WHAT TO WORK ON: In full and without change, repeat the records shown below.
+++++
PR #1254, opened 2025-12-23
feat: add CSP support for vector tile servers and MapLibre GL workers

### LINKED ISSUE #1095: [FEAT] OSM v5 offline maps ?
Hi Yeraze,

Is there any future plan of using OSM v5 offline maps ?
https://download.mapsforge.org/maps/v5/europe/
That would be a fantastic feature for all Meshtastic community !

Thank you, 
Kokoshell

Yeraze:
## Summary

- Add `worker-src 'self' blob:` directive to CSP to allow MapLibre GL web workers for client-side vector tile rendering
- Expand `connect-src` to allow `http:` and `https:` for custom tile servers
- Add TileServer GL Light service to `docker-compose.dev.yml` for local testing on port 8082
- Add `tiles/` directory with `.gitkeep` for mbtiles storage
- Update `.gitignore` to exclude tile data files (*.mbtiles, *.pbf)

## Test plan

- [x] Tested vector tile rendering with local TileServer GL Light
- [x] Verified MapLibre GL workers load successfully with updated CSP
- [x] Confirmed custom tile server connections work over HTTP and HTTPS

Closes #1095

### DIFF
--- a/src/server/middleware/dynamicCsp.ts
+++ b/src/server/middleware/dynamicCsp.ts
@@ -1,0 +1,157 @@
+/**
+ * Dynamic CSP middleware for custom tile servers
+ *
+ * Extracts hostnames from custom tileset URLs stored in the database
+ * and dynamically adds them to the Content-Security-Policy connect-src directive.
+ */
+
+import { Request, Response, NextFunction } from 'express';
+import databaseService from '../../services/database.js';
+import { logger } from '../../utils/logger.js';
+
+// Cache for custom tileset hostnames
+let cachedTileHostnames: string[] = [];
+let cacheTimestamp = 0;
+const CACHE_TTL_MS = 60000; // 1 minute cache
+
+/**
+ * Extract hostname with protocol from a URL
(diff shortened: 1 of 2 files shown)


Yeraze:
## Addressed Review Feedback

Replaced the overly permissive `http:` and `https:` CSP directives with a dynamic approach:

### New Implementation
- Created `src/server/middleware/dynamicCsp.ts` that dynamically builds CSP headers
- Extracts hostnames from custom tileset URLs stored in database
- Only allows specific tile server hostnames configured by the user
- Implements caching with 60-second TTL to minimize database reads
- Automatically refreshes cache when `customTilesets` setting is updated

### CSP Behavior
- **Built-in tile servers**: Always allowed (OSM, CartoDB, OpenTopoMap, Esri)
- **Custom tile servers**: Only hostnames extracted from configured URLs are allowed
- **Workers**: `blob:` allowed for MapLibre GL web workers

This provides granular control while supporting user-configured tile servers without opening security holes.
+++++
ANSWER BOX:
PR #1254, opened 2025-12-23
feat: add CSP support for vector tile servers and MapLibre GL workers

### LINKED ISSUE #1095: [FEAT] OSM v5 offline maps ?
Hi Yeraze,

Is there any future plan of using OSM v5 offline maps ?
https://download.mapsforge.org/maps/v5/europe/
That would be a fantastic feature for all Meshtastic community !

Thank you, 
Kokoshell

Yeraze:
## Summary

- Add `worker-src 'self' blob:` directive to CSP to allow MapLibre GL web workers for client-side vector tile rendering
- Expand `connect-src` to allow `http:` and `https:` for custom tile servers
- Add TileServer GL Light service to `docker-compose.dev.yml` for local testing on port 8082
- Add `tiles/` directory with `.gitkeep` for mbtiles storage
- Update `.gitignore` to exclude tile data files (*.mbtiles, *.pbf)

## Test plan

- [x] Tested vector tile rendering with local TileServer GL Light
- [x] Verified MapLibre GL workers load successfully with updated CSP
- [x] Confirmed custom tile server connections work over HTTP and HTTPS

Closes #1095

### DIFF
--- a/src/server/middleware/dynamicCsp.ts
+++ b/src/server/middleware/dynamicCsp.ts
@@ -1,0 +1,157 @@
+/**
+ * Dynamic CSP middleware for custom tile servers
+ *
+ * Extracts hostnames from custom tileset URLs stored in the database
+ * and dynamically adds them to the Content-Security-Policy connect-src directive.
+ */
+
+import { Request, Response, NextFunction } from 'express';
+import databaseService from '../../services/database.js';
+import { logger } from '../../utils/logger.js';
+
+// Cache for custom tileset hostnames
+let cachedTileHostnames: string[] = [];
+let cacheTimestamp = 0;
+const CACHE_TTL_MS = 60000; // 1 minute cache
+
+/**
+ * Extract hostname with protocol from a URL
(diff shortened: 1 of 2 files shown)


Yeraze:
## Addressed Review Feedback

Replaced the overly permissive `http:` and `https:` CSP directives with a dynamic approach:

### New Implementation
- Created `src/server/middleware/dynamicCsp.ts` that dynamically builds CSP headers
- Extracts hostnames from custom tileset URLs stored in database
- Only allows specific tile server hostnames configured by the user
- Implements caching with 60-second TTL to minimize database reads
- Automatically refreshes cache when `customTilesets` setting is updated

### CSP Behavior
- **Built-in tile servers**: Always allowed (OSM, CartoDB, OpenTopoMap, Esri)
- **Custom tile servers**: Only hostnames extracted from configured URLs are allowed
- **Workers**: `blob:` allowed for MapLibre GL web workers

This provides granular control while supporting user-configured tile servers without opening security holes.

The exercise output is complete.